Question: The goal of this assignment is to write a program that will scan a web page and harvest as many email addresses as possible. Many

The goal of this assignment is to write a program that will scan a web page and harvest as many email addresses as possible. Many of these email address will be obfuscated in some way. You're job is to get the computer to figure out how to recognize the obfuscation and return a good result!

Here are some examples to get you started (in the form obfuscated email => what your program should interpret the email as):

mst3k@Virginia.EDU => mst3k@Virginia.EDU

thomas.jefferson@cs.virginia.edu => thomas.jefferson@cs.virginia.edu

mst3k at virginia.edu => mst3k@virginia.edu

mst3k at virginia dot edu => mst3k@virginia.edu

You can come up with regular expressions that will look for particular patterns in a line that could be an email address.

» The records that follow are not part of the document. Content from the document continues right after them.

Issue #4400, opened 2015-11-11
Overlay stopping event propagation conflicts with top level event handlers like Ember JS


bjornharrtell:
I've been using OpenLayers 3 with Ember JS recently and noticed that Ember JS cannot handle events if a component is used with `ol.Overlay`. I think the reason is because Ember JS expects events to bubble up to the top level.

The default is that `ol.Map` stops propagation of `ol.Overlay` events. The issue here is that events will never reach Ember JS and actions will not work.

If `ol.Overlay` is configured with `stopEvent: false` events will pass through to the top level and work with Ember JS but they will also be handled as map events by `ol.Map` which might not be wanted.

To be more friendly for top level event handlers perhaps `ol.Map` should filter out and ignore instead of stopping propagation.

bjornharrtell:
Another solution might be to be more restrictive in general what a map event is. Prototype PR #4411.

JulienPradet:
Hi,

Has this issue/PR any chance to be adressed in a near future ?
I've got this exact same usecase, except it's with React. And I believe that anyone actually using modern front-end libraries/framework will come up with the same problem.

Avoid using stopPropagation sounds like a good idea to me.
If it's not such a common use case, wouldn't it be possible to add a configuration like "stopMapEvent" instead of "stopEvent" that would trigger this behavior ?

bjornharrtell:
I have no short term plan to put more time into this issue.

In the particular case I had I came up with another design avoiding the use of an overlay.

PR #4411, opened 2015-11-12
Do not stop event propagation and ignore clicks except on direct viewport children

bjornharrtell:
This PR proposes to avoid stopping event propagation for reasons described in #4400. It's prototype code not ready for formal review but is rather up for discussion.


tschaub:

Your program must implement the following function:

find_emails_in_website(url): This function takes as input a string representation of the URL of a website that you want to search. We have a page https://cs1110.cs.virginia.edu/emails.html that has a set of example emails you should be able to find (and some that you can look for but we are not requiring). This function should return a list of all of the valid email addresses that you find

This is what I have so far, but for some reason is not working

import urllib.request import re stream = urllib.request.urlopen( "https://cs1110.cs.virginia.edu/emails.html" ) for line in stream: decoded = line.decode("UTF-8") print(decoded.strip()) xx=re.search(r'[a-zA-Z0-9_.+-]+@[a-zA-Z0-9-]+\.[a-zA-Z0-9-.]+', re.IGNORECASE) xx.findall(stream)

Step by Step Solution

There are 3 Steps involved in it

1 Expert Approved Answer

Step: 1 Unlock blur-text-image

Question Has Been Solved by an Expert!

Get step-by-step solutions from verified subject matter experts

Step: 2 Unlock

Step: 3 Unlock

Students Have Also Explored These Related Databases Questions!

CERTIFICATE IV IN FINANCE AND MORTGAGE BROKING - FN540820 Page 1 UNIT 9 MANAGE PERSONAL AND PROFESSIONAL DEVELOPMENT Unit Code: BSBPEF501 This unit describes the skills and knowledge required to...

I have to create a program in C and I can't figure it out. The program has to read a source file. Please help. /******************************************************************** PROJECT: Glossary...

There are two problems due this week (each worth 35 points) as follows. Case 5-1David L. Miller: Portrait of a White-Collar Criminal (page 144). In comprehensive paragraphs, answerrequirements 1?6....

This will help hone your regex skills, as well as introduce some Internet-related and module-related things. Let's say that there was a particular section of a particular web page that you wanted...

For the exclusive use of S. Setiawan, 2015. 9-910-036 REV: APRIL 11, 2011 BENJAMIN EDELMAN THOMAS R. EISENMANN Go oogle In nc. Go oogle's mission is to organize the world's inf n nformation and make...

For the exclusive use of F. Ortolano, 2015. 9-910-036 REV: APRIL 11, 2011 BENJAMIN EDELMAN THOMAS R. EISENMANN Go oogle In nc. Go oogle's mission is to organize the world's inf n nformation and make...

i want complete solution for my assignment and it should be without plagiarism COIT20274: Information Systems for Business Professionals, Term One 2016 Assignments 1 & 2 Requirements Assignment 1 -...

Not sure what information I could be missing, please let me know and I can add whatever may be needed, I provided all the info I was given. The only thing I can think that I didn't add is the install...

The light rigid bar ABCD shown in Fig. P-252 is pinned at B and connected to two vertical rods. Assuming that the bar was initially horizontal and the rods stress-free, determine the stress in each...

Member AB is supported at B by a cable and at A by a smooth fixed square rod which fits loosely through the square hole of the collar. Determine the tension in cable BC if the force F = {-45k}lb. 8...

The Internal Revenue Service may conduct an audit of an individual

Chemical engineering question Thums - up , if answer is good 5 4 0 .

In an Excel Pivot Table, how is a Fact/Measure Column repeated?

In Gender Pay Equity Studies in the Federal Service, how can comparisons be ensured across Job of Comparable Worth?

In the Federal Evaluation System (FES), what standards are used in the Job Evaluation Process?